Breath In: I am here
Breath Out: I am now

I am here: I had spent so much of my time worrying about what had happened in the past or what I wanted to have happen in the future that I'd often overlooked that perfectness of the moment.  At any given moment, when I stop and think about it, life is pretty amazing.  When I can take my brain and remind myself that I'm not in my past or in my present, most worries and fears simply vanish.  The present is a place of power and action.  A place of decision.  I want to live in each moment that I can control, not the times that I will never have control over and can drive my brain into fits of anxiety.  I am here.

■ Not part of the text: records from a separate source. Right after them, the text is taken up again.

PR #544, opened 2025-02-17
Update package.json devDependency versions

dd32:
While investigating #541 and #542 I tried updating the modules, I guess we should probably do that at some point? I don't know what (if anything) this would break/fix.

### DIFF
--- a/.github/workflows/content-update.yml
+++ b/.github/workflows/content-update.yml
@@ -17,7 +17,7 @@ jobs:
       - name: Checkout repository
         uses: actions/checkout@c85c95e3d7251135ab7dc9ce3241c5835cc595a9 # v3.5.3
         with:
-          ref: try/update-modules
+          ref: trunk
 
       - name: Setup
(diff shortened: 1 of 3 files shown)


ryelle:
> I guess we should probably do that at some point? I don't know what (if anything) this would break/fix.

A quick glance at the changelogs, not much for env, some new linter rules in eslint-plugin, scripts updated stylelint, and I don't know about puppeteer — I think we're just using that for the screenshot changes though.

The lint error here is due to the scripts' stylelint upgrade, I have a PR into the repo-tools repo to update the stylelint rules: https://github.com/WordPress/wporg-repo-tools/pull/32

Is it possible to tell composer to install that branch of repo-tools? I don't think we can merge that until all the projects can be updated. Actually… if we switch to a js config file for stylelint, maybe we can check the scripts version and conditionally load the correct rules… I can try that out in repo-tools this week.

dd32:
Replaced with #627

PR #602, opened 2025-12-06
Recommend MariaDB due to MySQL 8.4+ incompatibility

ottok:
MySQL 8.4 and newer are incompatible with WordPress because they have removed support for `SQL_CALC_FOUND_ROWS`. Thus the server requirement recommendations needs to be updated to prioritize MariaDB.

To prevent users from setting up sites on incompatible database versions, this change updates the content to:

- Recommend MariaDB as the primary database solution.
- Specify that MySQL versions 8.0 or older are compatible where MySQL is mentioned.
- Update general references from "PHP and MySQL" to "PHP and MariaDB" or "PHP and MariaDB/MySQL" for accuracy.

This change addresses the compatibility issue and reflects MariaDB's widespread adoption within the hosting ecosystem and its alignment with the open source ethos of the WordPress project. Continued promotion of Oracle's MySQL and indirectly Oracle's expanding media ecosystem is not in the interest of WordPress and the ethos of "democratize publishing".

This affects the contents of the pages https://wordpress.org/about/requirements/ and https://wordpress.org/download/.

As seen on https://wordpress.org/about/stats/#mysql_version, over 60% of WordPress installations today use MariaDB:

image

### DIFF
--- a/env/data.xml
+++ b/env/data.xml
@@ -719,7 +719,7 @@
 <!-- /wp:heading -->
 
 <!-- wp:paragraph -->
-<p>We recommend servers running version [recommended_php] or greater of <a href="https://www.php.net/">PHP</a> and <a href="https://www.mysql.com/">MySQL</a> version [recommended_mysql] <em>OR</em> <a href="https://mariadb.org/">MariaDB</a> version [recommended_mariadb] or greater.<br>We also recommend either <a href="https://httpd.apache.org/">Apache</a> or <a href="https://nginx.org/">Nginx</a> as the most robust options for running WordPress, but neither is required.</p>
+<p>We recommend servers running version [recommended_php] or greater of <a href="https://www.php.net/">PHP</a> and <a href="https://mariadb.org/">MariaDB</a> version [recommended_mariadb] or greater.<br>We also recommend either <a href="https://httpd.apache.org/">Apache</a> or <a href="https://nginx.org/">Nginx</a> as the most robust options for running WordPress, but neither is required.</p>
 <!-- /wp:paragraph --></div>
 <!-- /wp:column -->
 
--- a/env/export-content/tests/block-parser-test.php
+++ b/env/export-content/tests/block-parser-test.php
@@ -170,8 +170,8 @@ class BlockParser_Test extends WP_UnitTestCase {
 	public function data_block_content_i18n_with_shortcode() {
 		return [
 			[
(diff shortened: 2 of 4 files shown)


dd32:
> MySQL 8.4 and newer are incompatible with WordPress because they have removed support for SQL_CALC_FOUND_ROWS.

Do you have a reference for this?

It looks like MySQL 8.4 has **deprecated** the functionality, and not removed it.

> The SQL_CALC_FOUND_ROWS query modifier and accompanying [FOUND_ROWS()](https://dev.mysql.com/doc/refman/8.4/en/information-functions.html#function_found-rows) function are deprecated; expect them to be removed in a future version of MySQL
> _https://dev.mysql.com/doc/refman/8.4/en/information-functions.html#function_found-rows_

I would suggest this be raised in Core first before this documentation update suggestion is made, and a discussion occur on whether Core should remove `SQL_CALC_FOUND_ROWS` in favour of the double-query, both to support MySQL ?.?+ when it's removed, and to better improve support for other DB systems (For example, SQLite doesn't support this type of query, and you have to do the MySQL recommended double-query)

ottok:
In the link above to WordPress stats you can see that MySQL 8.4 share is only 0.9% and all newer versions than that are 0%. This PR is not a suggestion for "Core should remove SQL_CALC_FOUND_ROWS", why are you interpreting it like that?

This is a suggestion to simply update the docs to have the requirements page and recommendations list MariaDB as the primary and fully compatible option.

dd32:
> This PR is not a suggestion for "Core should remove SQL_CALC_FOUND_ROWS", why are you interpreting it like that?

That's my suggestion in response to your suggestion.

WordPress fully supports MySQL, and MariaDB, at this time.
It's more likely that Core will update to support MySQL changes, than not to.
Suggesting that WordPress requirements are MariaDB over MySQL here will cause no benefit to end-users, and only cause confusion. While yes, I note it's a recommendation and not a requirement paragraph, I still feel that it just adds confusion.

ottok:
Why would it add confusion? Automattic is a MariaDB Foundation sponsor, so one would think that recommending MariaDB makes sense, and as shown in the stats MariaDB is already 60%+ of the install base? Promoting Oracle's products and indirectly their expanding media empire seems going against WordPress' motto to _democratize publishing_.

Can you please reopen this to allow further opinions/views/discussion?

PR #606, opened 2025-12-17
Improve local environment setup reliability

t-hamano:
I ran `yarn setup:wp` to set up my local environment and encountered trhee problems. This PR fixes them.

### Increase the timeout period when retrieving remote content

The default timeout for `wp_remote_get` is `5`, but in my environment (WSL2), an error occurs because the response cannot be received within that time. In my environment, the average time required to retrieve the content was around 7 seconds. Perhaps 5 seconds may be too short in other environments, so it would be good to extend this.

### Don't use hard-coded IDs when configuring front page

I noticed that on the production site, the ID of the page with the slug `home` is no longer `8891`. Instead of using a hard-coded ID, find the page with the slug `home` and set it as the front page.

### Set front page correctly on first run

The `yarn setup:wp` scripts are executed in the order `setup.sh`, `refresh.sh`. `setup.sh` attempts to set the front page, while `refresh.sh` imports content. This means that if there are no pages on the local site yet, setting the front page will fail.

For this reason, I separated the `setup.sh` and `refresh.sh` scripts and add code to the `setup.sh` script to import content.

- Change the homepage setting to "Your latest posts".
- Delete all the pages.
- Run `yarn setup:wp`.
- The script will finish successfully.
- Pages will be generated correctly.
- The page with the `home` slug will be set as the front page.


env/import-content.php
```diff
@@ -73,6 +73,7 @@ function import_rest_to_posts( $rest_url ) {
 			'timeout' => 60,
 		)
 	);
+
```
dd32:
```suggestion
```

env/setup.sh
```diff
@@ -13,4 +13,14 @@ wp option update blogdescription "Blog Tool, Publishing Platform, and CMS"
 # wp import "${root}/env/data.xml" --authors=create
 
 wp option update show_on_front 'page'
-wp option update page_on_front 8891
+
+# Import content from WordPress.org
+php env/import-content.php --url 'https://wordpress.org/wp-json/wp/v2/posts?context=wporg_export&per_page=50'
+php env/import-content.php --url 'https://wordpress.org/wp-json/wp/v2/pages?context=wporg_export&per_page=50'
```
dd32: Instead of duplicating it, we can just call the refresh script.
```suggestion
# Import content from WordPress.org
./refresh.sh
```

dd32:
0b605144539d9dea7c059c8c3d131c7af28d3dd9 Well that was silly, that's my fault... that resulted in #630 :)

PR #623, opened 2026-03-04
Update app links

### LINKED ISSUE #622: Old app download links
The mobile and download page contains old links to the Apple App Store and to Google Play.
Apple links to iTunes and Google Play does not use https.

timse201:
fixes #622


dd32:
FYI @timse201 These patterns are actually generated automatically from the WordPress.org page source, by a github action, so a followup PR will likely change some of these now that I've updated the canonical source.

PR #4239, opened 2016-09-07
Improve documentation about custom GPU op compilation

### LINKED ISSUE #4050: Possible improvement in documentation
I'm following the documentation [here](https://www.tensorflow.org/versions/r0.10/how_tos/adding_an_op/index.html#compiling_the_kernel_for_the_gpu_device). Specifically, I find that running the second command in the code block of the section "Compiling the kernel for the GPU device" returns a linker error complaining about the lack of the `lcudart` library. I have solved this issue by adding the option `-L /usr/local/cuda-8.0/lib64/` to the command, since the `libcudart.so` library is located in that folder on my machine. I'm not sure how else this library would be located (LD_LIBRARY_PATH is only searched on execution, not compile-time), so I'm thinking this problem might not be specific to my configuration. If so, adding mention of this option on the documentation might be valuable.

zplizzi:
Fixes #4050. See issue for discussion.

### DIFF
--- a/tensorflow/g3doc/how_tos/adding_an_op/index.md
+++ b/tensorflow/g3doc/how_tos/adding_an_op/index.md
@@ -1000,6 +1000,11 @@ cuda_op_kernel.cu.o -I $TF_INC -fPIC -lcudart
 `cuda_op_kernel.so` produced above can be loaded as usual in Python, using the
 `tf.load_op_library` function.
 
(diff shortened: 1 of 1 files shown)


danmane:
@keveman  PTAL

martinwicke (approved):
LGTM

martinwicke:
Saving the environment by not testing this docs only change.

PR #4254, opened 2016-09-07
Bug in decode

chiphuyen:
Need to change the batch_size before create the model. Right now, the model has placeholders for decode to be [batch_size]. It should be 1.


danmane:
I think overriding the FLAG is not a good pattern. The FLAGS are intended to be a way for the user to specify options to the program, not as a way for the program to communicate arbitrary global state within itself. Please take a different approach.

PR #4262, opened 2016-09-08
Exclude external/local_config_cuda from being built into the PIP package

### LINKED ISSUE #4261: PIP package contains CUDA libraries
As discussed offline: the PIP package size has greatly increased since the `cuda_configure` change because the CUDA libraries under `external/local_config_cuda` are now being included by `build_pip_package.sh`.

The simplest fix for this is to special-case `local_config_cuda` to exclude it from being copied in `build_pip_package.sh` since there does not seem to be a way to specifically exclude all files under `@local_config_cuda//` in the `sh_binary` rule itself.

The reason why we did not experience this previously is because the CUDA libraries were symlinked under `third_party`, and `build_pip_package.sh` rsyncs `third_party/eigen3` specifically.

davidzchen:
Fixes #4261

### DIFF
--- a/tensorflow/tools/pip_package/build_pip_package.sh
+++ b/tensorflow/tools/pip_package/build_pip_package.sh
@@ -17,6 +17,14 @@
 
 set -e
 
+function cp_external() {
+  local src_dir=$1
+  local dest_dir=$2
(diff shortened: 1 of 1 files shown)


vrv:
LGTM

PR #4280, opened 2016-09-08
Fix type error in python_config.sh

josharian:
In the getsitepackages code path,
library_paths is a list.
Make the distutils code path a list as well.
Remove extraneous whitespace while we're here.

Without this, running ./configure:

$ ./configure 
Please specify the location of python. [Default is /Users/josh/.virtualenvs/tf/bin/python]: 
Do you wish to build TensorFlow with Google Cloud Platform support? [y/N] n
No Google Cloud Platform support will be enabled for TensorFlow
  File "<stdin>", line 18, in <module>
TypeError: can only concatenate list (not "str") to list
Found possible Python library paths:
Please input the desired Python library path to use.  Default is []

ln: util/python/python_lib: Invalid argument

### DIFF
--- a/util/python/python_config.sh
+++ b/util/python/python_config.sh
@@ -60,10 +60,10 @@ python_paths = []
 if os.getenv('PYTHONPATH') is not None:
   python_paths = os.getenv('PYTHONPATH').split(':')
 try:
-  library_paths =  site.getsitepackages()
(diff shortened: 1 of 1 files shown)


danmane:
@itsmeolivia PTAL

itsmeolivia:
LGTM

danmane:

PR #4294, opened 2016-09-09
Fix a typo in g3doc/how_tos/tool_developers

shinh:
Add `()' after f.read so we pass a string rather than a
function.


caisq:

caisq:
LGTM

I am now: This is my call to action and life.  If there is something that I'd like to accomplish, now is the only time it will ever happen.  I am not the person I was yesterday, last year or even 10 seconds ago.  I can detach from anything that happened then and know that yesterdays outcomes in no way determine today's.  And when I realize that I am not someone a week from now, or a year from now, it's helpful to me to stop procrastinating creating the life I want to live or the person I want to be.  The only time I can ever be that person is now.  The anxiety and expectation that used to fill my days has decreased dramatically.  I'm more able to be present in conversations.  To enjoy the moments with my children.  I really stop and listen to a friend in need.  I've been practicing clearing my head of responses and thoughts when listening to someone speak and just try and understand their words instead of formulating my reactions or responses.  From this practice it has seemed like life has slowed quite a bit.  The moments sweeter and longer.  I am now.

I have no doubt as I continue experiencing and learning my mantra may change to suit new realizations and I welcome such change.  But today I don't worry thinking about what that might be.  Today I choose life, action and connection.

2 comments:

Janell said...

Here and now. To be in the here and now is a talent. One that you have described beautifully. I need to try to be more like this.